Problem requirements | Copy every line of the records below where the word "setup" occurs.
▬▬▬
PR #137, opened 2016-06-09
Address  + Postcode - RIP-88

autotelik:
Rationalise duplicated partials for all OrgType's with an address/postcode partial


autotelik:
:eyes:

app/views/flood_risk_engine/shared/_address.html.erb
```diff
@@ -1,14 +1,14 @@
-<%= t('.postcode_hint') %>
+<%= form.t('.postcode_hint') %>
 <p>
```
woodpigeon: Is the `form.t()`  so translations are scoped to the step's yml file and not a generic address.en.yml?

woodpigeon:
Looks good to me but @reggieb might want to review because of potential impact on his address steps eg other?

autotelik:
I  have used  @reggieb version of the partials so should be no regression - only rationalised the location

app/views/flood_risk_engine/shared/_address.html.erb
autotelik: not entirely sure TBH, this is from the @reggieb version, and as it all worked as is  - without any locale changes to my stuff  - I assume it degrades  ok to generic stuff when no step yml defined

woodpigeon:
@autotelik ok to :ship: then

PR #56, opened 2018-06-29
Add client-specification tests

ivarconr:
Implement support for running the specifications defined in https://github.com/Unleash/client-specification


src/main/java/no/finn/unleash/DefaultUnleash.java
```diff
@@ -82,6 +82,8 @@ public boolean isEnabled(final String toggleName, final UnleashContext context ,
             enabled = defaultSetting;
         } else if(!featureToggle.isEnabled()) {
             enabled = false;
+        } else if(featureToggle.getStrategies().size() == 0) {
```
ivarconr: The client did not handle the case of empty strategies correctly. Discovered with the help of the client-specifications :+1:

Issue #57, opened 2018-08-28
Synchronous call to pull toggles when instantiating the unleash client


ryanm35:
Right now it looks like when the unleash client is instantiated a background thread is setup to query the toggles from the server. I am running into an issue where a call to `getFeatureToggleNames()` is returning an empty list because the call is made too soon after the instantiation of the client and no backup file existed. 

Can the instantiation make an synchronous call to update first and then setup the background thread?

ivarconr:
Released as part of `unleash-client-java:3.1.1`

PR #58, opened 2018-08-28
feat(initalization): Add feature to try one toggle-update at initialization

ivarconr:


ivarconr:
@ryanm35 will this solve #57 for you? 

It will allow you to define the option `syncFirstFetch` which will instruct the unleash client to perform an initial fetch synchronously, at instantiation before returning. 

It can however fail, this will not throw any exceptions, but hopefully recover when `unleash-api` is available again

src/main/java/no/finn/unleash/util/UnleashConfig.java
```diff
@@ -26,6 +26,7 @@
     private final long sendMetricsInterval;
     private final boolean disableMetrics;
     private final UnleashContextProvider contextProvider;
+    private final boolean syncFirstFetch;
```
ivarconr: I don't fancy this name for this option. Suggestions welcomed!

ivarconr: Thanks I like `syncFetchOnInit`!

ryanm35:
Thanks @ivarconr, this config option would resolve my issue.

src/main/java/no/finn/unleash/util/UnleashConfig.java
SimenB: is `sync` for `synchronous` or `synchronizing`? Not a big fan of abbreviations in code, we all have editors that autocompletes for us anyways 🙂

ryanm35:
I think this feature could be useful for other clients as well. I am going to have a similar problem with with the golang client.

src/main/java/no/finn/unleash/util/UnleashConfig.java
ivarconr: So `synchronousFetchOnInitialization` then?

ivarconr:
@ryanm35 this should be opened as issues per client-impl as the solution will have to follow platform conventions. 

> E.g. the node client is already an event emitter and the events would be a way for the user to block on the initial fetch.

PR #61, opened 2019-01-24
feat: Implement support for variants

ivarconr:


src/main/java/no/finn/unleash/DefaultUnleash.java
```diff
@@ -95,6 +100,51 @@ public boolean isEnabled(final String toggleName, final UnleashContext context ,
         return enabled;
     }
 
+    @Override
+    public Variant getVariant(String toggleName, UnleashContext context) {
+        return getVariant(toggleName, context, "");
+    }
+
+    @Override
+    public Variant getVariant(String toggleName, UnleashContext context, String defaultPayload) {
```
ivarconr: The user should be allowed to inject a default `Variant`, not just the payload.

src/main/java/no/finn/unleash/DefaultUnleash.java
```diff
@@ -95,6 +100,51 @@ public boolean isEnabled(final String toggleName, final UnleashContext context ,
...
+        final  FeatureToggle featureToggle = toggleRepository.getToggle(toggleName);
+        final boolean isEnabled = isEnabled(toggleName, context, false, featureToggle);
+
+        if(isEnabled) {
+            return selectVariant(featureToggle, context)
+                .map(variantDefinition -> new Variant(variantDefinition.getName(), variantDefinition.getPayload(), isEnabled))
+                .orElseGet(() -> new Variant("default", defaultPayload, isEnabled));
```
ivarconr: The fallback needs to be stream-lined across all client implementations. 

In the code we should also hard-code a fallback-variant, no need to create  a new one every time. 
`Variant fallback = new Variant("disabled", false)`

src/main/java/no/finn/unleash/DefaultUnleash.java
```diff
@@ -95,6 +100,51 @@ public boolean isEnabled(final String toggleName, final UnleashContext context ,
...
+
+        int num = 0;
+        for (VariantDefinition definition: featureToggle.getVariants()){
+            if(score + num >= definition.getWeight()){
+                return Optional.of(definition);
+            }
+            num += definition.getWeight();
+        }
+
+        //Should not happen
```
ivarconr: What should not happen?

stalet: Edge case when we are done with the loop. If the result of the modulus operator is higher than max. This is now treated as return empty as we talked about in the discussion this morning.

src/main/java/no/finn/unleash/DefaultUnleash.java
stalet: The payload default payload may differ. We should return the specified default payload on "disabled" right ?

src/main/java/no/finn/unleash/DefaultUnleash.java
stalet: Fixed.

src/main/java/no/finn/unleash/DefaultUnleash.java
stalet: Fixed.

sveisvei:
💯

ivarconr:
only merged to branch so that i can add the override support

PR #64, opened 2019-02-06
fix: instanceId cannot be null.

ivarconr:


ivarconr:
@ben-bourdin451 Thanks for reporting. This fix will make the scenario a bit better. 

Next step should be to look in to pushing events from the client, making it easier to use in client applications.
▬▬▬
Solution for this exercise |
Right now it looks like when the unleash client is instantiated a background thread is setup to query the toggles from the server. I am running into an issue where a call to `getFeatureToggleNames()` is returning an empty list because the call is made too soon after the instantiation of the client and no backup file existed. 
Can the instantiation make an synchronous call to update first and then setup the background thread?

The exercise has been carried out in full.